→ What to produce: The data must be returned exactly. No line may be left out.

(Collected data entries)
--*--

PR #6411, opened 2026-06-16
fix: update checking version match reliability

IMB11:
- Some projects publish the same file across multiple Modrinth versions, with each version targeting a different Minecraft version instead of one shared multi-version release. this broke update detection because the app resolved installed content by file hash so identical files were treated as a different current version or false update.
- Installed Modrinth version metadata is now preserved where available, and update candidates with the same target file hash are ignored. This is just a bandaid fix until the instances v2 thing


fetchfern (approved):
LGTM

PR #6414, opened 2026-06-16
fix: update browse page when installing dependencies

IMB11:
- When installing content via discovery/browse, any dependencies will still appear as uninstalled if they install a project which has deps (example: Sophisticated backpacks)
- This does not apply to the server panel as they are never on the browse page when content is being installed


tdgao (changes requested):
Needs fix applied on installing from specific version pages too

tdgao (approved):
lgtm!

PR #6416, opened 2026-06-16
fix: maven version ranges not matching correctly

ThatGravyBoat:
fixes maven ranges not matching correctly due to equals matching when it should be matching on between equals


tdgao (approved):
lgtm!

PR #6437, opened 2026-06-18
fix: billing fix for medal servers

IMB11:
- Fixes pingtest breaking for medal server upgrade flow + move pingtest to api-client
- Fixes regions not showing up in medal server upgrade flow


apps/frontend/src/pages/hosting/index.vue
```diff
@@ -1233,81 +1232,16 @@ const planQuery = async () => {
 }
 
 const regions = ref([])
-const regionPings = ref([])
-
-function pingRegions() {
+function fetchRegions() {
```
tdgao, line 1235: would use async await for this

tdgao (approved):
lgtm! minor non blocking style thing

PR #6438, opened 2026-06-18
feat(app): auto-update linked modpacks before launch and in background

amnesiaof:
Adds an `auto_update_modpack` setting per profile. When enabled for a linked modpack, checks for and applies updates before launching and periodically in the background.

Backend (packages/app-lib, apps/app):
- New `auto_update_modpack INTEGER NULL` column on the `profiles` table + migration
- New `auto_update_modpack: Option<bool>` field on `Profile`, deserialized from DB
- Added to `EditProfile` with `double_option` serde, wired into `profile_edit`
- Pre-launch check in `run_credentials`: if enabled and update available, runs update
- `auto_update_all_modpacks()` — iterates all profiles, skips running ones, updates if enabled
- Background task in `main.rs`: spawns after 30s, runs auto-update every 60 minutes
- Exposed as Tauri command `profile_auto_update_all_modpacks`

Frontend (apps/app-frontend):
- `auto_update_modpack?: boolean` on `GameInstance` type
- Toggle in GeneralSettings.vue (visible only for linked modpacks via `hasLinkedModpack`)
- Saves on toggle via `edit()` with local/remote sync watchers
- i18n messages for label and description

The main idea is the auto-update flow itself — code can be tightened up on review if needed.


IMB11:
Noted this as a potential feature we can do but this is going to get superseded by #6431

IMB11:
and no ai slop lol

--*--

→ Solution:
PR #6411, opened 2026-06-16
fix: update checking version match reliability

IMB11:
- Some projects publish the same file across multiple Modrinth versions, with each version targeting a different Minecraft version instead of one shared multi-version release. this broke update detection because the app resolved installed content by file hash so identical files were treated as a different current version or false update.
- Installed Modrinth version metadata is now preserved where available, and update candidates with the same target file hash are ignored. This is just a bandaid fix until the instances v2 thing


fetchfern (approved):
LGTM

PR #6414, opened 2026-06-16
fix: update browse page when installing dependencies

IMB11:
- When installing content via discovery/browse, any dependencies will still appear as uninstalled if they install a project which has deps (example: Sophisticated backpacks)
- This does not apply to the server panel as they are never on the browse page when content is being installed


tdgao (changes requested):
Needs fix applied on installing from specific version pages too

tdgao (approved):
lgtm!

PR #6416, opened 2026-06-16
fix: maven version ranges not matching correctly

ThatGravyBoat:
fixes maven ranges not matching correctly due to equals matching when it should be matching on between equals


tdgao (approved):
lgtm!

PR #6437, opened 2026-06-18
fix: billing fix for medal servers

IMB11:
- Fixes pingtest breaking for medal server upgrade flow + move pingtest to api-client
- Fixes regions not showing up in medal server upgrade flow


apps/frontend/src/pages/hosting/index.vue
```diff
@@ -1233,81 +1232,16 @@ const planQuery = async () => {
 }
 
 const regions = ref([])
-const regionPings = ref([])
-
-function pingRegions() {
+function fetchRegions() {
```
tdgao, line 1235: would use async await for this

tdgao (approved):
lgtm! minor non blocking style thing

PR #6438, opened 2026-06-18
feat(app): auto-update linked modpacks before launch and in background

amnesiaof:
Adds an `auto_update_modpack` setting per profile. When enabled for a linked modpack, checks for and applies updates before launching and periodically in the background.

Backend (packages/app-lib, apps/app):
- New `auto_update_modpack INTEGER NULL` column on the `profiles` table + migration
- New `auto_update_modpack: Option<bool>` field on `Profile`, deserialized from DB
- Added to `EditProfile` with `double_option` serde, wired into `profile_edit`
- Pre-launch check in `run_credentials`: if enabled and update available, runs update
- `auto_update_all_modpacks()` — iterates all profiles, skips running ones, updates if enabled
- Background task in `main.rs`: spawns after 30s, runs auto-update every 60 minutes
- Exposed as Tauri command `profile_auto_update_all_modpacks`

Frontend (apps/app-frontend):
- `auto_update_modpack?: boolean` on `GameInstance` type
- Toggle in GeneralSettings.vue (visible only for linked modpacks via `hasLinkedModpack`)
- Saves on toggle via `edit()` with local/remote sync watchers
- i18n messages for label and description

The main idea is the auto-update flow itself — code can be tightened up on review if needed.


IMB11:
Noted this as a potential feature we can do but this is going to get superseded by #6431

IMB11:
and no ai slop lol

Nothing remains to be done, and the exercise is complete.